By Rayna Penelova The savings rate is one of those elusive economic indicators that is often mentioned in the media but its significance is not always clear. The savings rate is the percentage that people set aside from their disposable income for retirement or tougher days ahead. When people feel assured and believe that their jobs and incomes are secure, they do not feel the need to save as much and end up spending on discretionary items instead. Spending on discretionary items, such as restaurants, vacations, and other non-essential items is an important engine for economic growth and prosperity in the short run.
When the savings rate is elevated the majority are trying to limit discretionary purchases and instead focusing on necessities at the lowest possible price, saving the remainder for the future. This typically occurs due to unclear job prospects and anticipation of tougher conditions ahead. So in the short run a lower savings rate is good for economic growth and is related to higher consumer sentiment and consumer spending. However, in the long run, a higher savings rate is positive and sets the stage for more sustainable economic growth, as people will be better covered in case of a sudden loss of income or an economic downturn.
So what does this indicator show us today?

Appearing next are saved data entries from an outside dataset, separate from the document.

PR #989, opened 2026-04-27
[TT-17004] Fix MCP Mongo aggregate cross-API merge

andrei-tyk:
## Summary

The `MCPMongoAggregatePump` upsert query only matched on `(orgid, timestamp)`, so concurrent writes from two MCP proxies in the same time bucket merged into a single document. Dashboard queries scoped to a single api (`apiid.<X>: \$exists`) still matched the merged doc; unwinding `lists.names` returned counters from BOTH proxies; queries reported the sum (e.g. 5+2=7) instead of one proxy's traffic.

## Fix

- Add `OwnerAPIID` (bson `owner_apiid`) to `MCPRecordAggregate`.
- Populate it in `initMCPAggregateForRecord` from `record.APIID`.
- Include it in the upsert query in `pumps/mcp_mongo_aggregate.go` so each `(org, timestamp, api)` gets its own document.

Each MCP doc now holds a single api's `lists.names` entries and the existing dashboard queries are correct.

## Test plan

- Reproduced by tyk-analytics test `TestMCPAnalyticsProxyFilter::test_api_id_filter_scopes_results_to_selected_proxy` (added in tyk-analytics PR #5514).
- Existing pump unit tests in `analytics/aggregate_mcp_test.go` and `pumps/mcp_mongo_aggregate_test.go` continue to pass.

🤖 Generated with [Claude Code](https://claude.com/claude-code)

### DIFF
--- a/analytics/aggregate_mcp.go
+++ b/analytics/aggregate_mcp.go
@@ -14,8 +14,17 @@ const (
 // MCPRecordAggregate holds aggregated MCP analytics grouped by API.
 // It embeds AnalyticsRecordAggregate for all standard dimensions and adds
 // MCP-specific dimension maps for method, primitive type, and primitive name.
+//
+// OwnerAPIID identifies which API this aggregate belongs to. It partitions
+// MongoDB documents per (org, timestamp, api) so per-api Names/Methods/
+// Primitives counters from one proxy don't merge with another's via the
+// upsert in MCPMongoAggregatePump. The embedded AnalyticsRecordAggregate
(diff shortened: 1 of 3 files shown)


lghiur (approved):

andrei-tyk:
api-tests were validated to be green on tyk-analytics after a run with the tyk-pump pointing at this commit.
https://github.com/TykTechnologies/tyk-analytics/actions/runs/25023463623/job/73292902189?pr=5514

Today the savings rate is about 5.4% and the six month moving average is at 5.7%, which is down from a high of 8.2% in December of 2012 and 6.6% in May of 2009. This is encouraging and illustrates that people are not as insecure as they were a few years ago in the immediate aftermath of the Great Recession. Despite more optimism, the savings rate is a far cry from where it was in July of 2005 when just 1.9% of disposable income was being saved. Since 2013, the metric seems to have found a sweet spot at a higher level than the previous decade. It looks like consumers have become more cautious after the recession, which should be good for their finances in the long run, but it is not very encouraging for consumer spending in the near future.
So what is the path forward? Can we expect the savings rate to decline as people become more confident? Or is constant uncertainty the reason why we continue to feel the urge to save as much as we can? It turns out that we need to further break down and understand the components of this indicator in order to answer these questions. According to our friends at Cornerstone Macro, the top 20% of income earners have a savings rate of over 20% compared with a negative savings rate for the bottom 40%. This leads to the conclusion that in order for the savings rate to decline and spending to increase, either lower income earners need to have an even more negative savings rate, which could lead to disaster down the road, or higher income earners need to spend more.
The current elevated levels of the savings rate do not really provide the security we would expect in the future. If 40% of Americans, do not have any savings, this leaves them and the economy vulnerable if a recession hits. In addition, those investors expecting a decline in the savings rate to spur economic growth are banking on wealthy individuals opening up their pocketbooks and parting ways with their cash. Until uncertainty fades, the likelihood of a significant spending binge seems low.